BRIEF: The response should consist of every line below, unchanged.
== Segment start ==
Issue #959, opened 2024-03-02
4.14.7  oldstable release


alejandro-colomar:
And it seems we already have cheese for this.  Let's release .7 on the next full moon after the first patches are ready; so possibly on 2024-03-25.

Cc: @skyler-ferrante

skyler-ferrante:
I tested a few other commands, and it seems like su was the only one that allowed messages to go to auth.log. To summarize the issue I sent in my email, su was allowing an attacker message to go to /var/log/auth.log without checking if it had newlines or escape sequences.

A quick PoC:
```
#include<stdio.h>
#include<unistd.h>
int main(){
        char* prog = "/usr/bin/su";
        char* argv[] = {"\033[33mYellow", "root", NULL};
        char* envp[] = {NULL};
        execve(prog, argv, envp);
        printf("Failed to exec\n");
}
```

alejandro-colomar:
== Segment end ==
RESULT FOR THIS TASK:
Issue #959, opened 2024-03-02
4.14.7  oldstable release


alejandro-colomar:
And it seems we already have cheese for this.  Let's release .7 on the next full moon after the first patches are ready; so possibly on 2024-03-25.

Cc: @skyler-ferrante

skyler-ferrante:
I tested a few other commands, and it seems like su was the only one that allowed messages to go to auth.log. To summarize the issue I sent in my email, su was allowing an attacker message to go to /var/log/auth.log without checking if it had newlines or escape sequences.

A quick PoC:
```
#include<stdio.h>
#include<unistd.h>
int main(){
        char* prog = "/usr/bin/su";
        char* argv[] = {"\033[33mYellow", "root", NULL};
        char* envp[] = {NULL};
        execve(prog, argv, envp);
        printf("Failed to exec\n");
}
```

alejandro-colomar:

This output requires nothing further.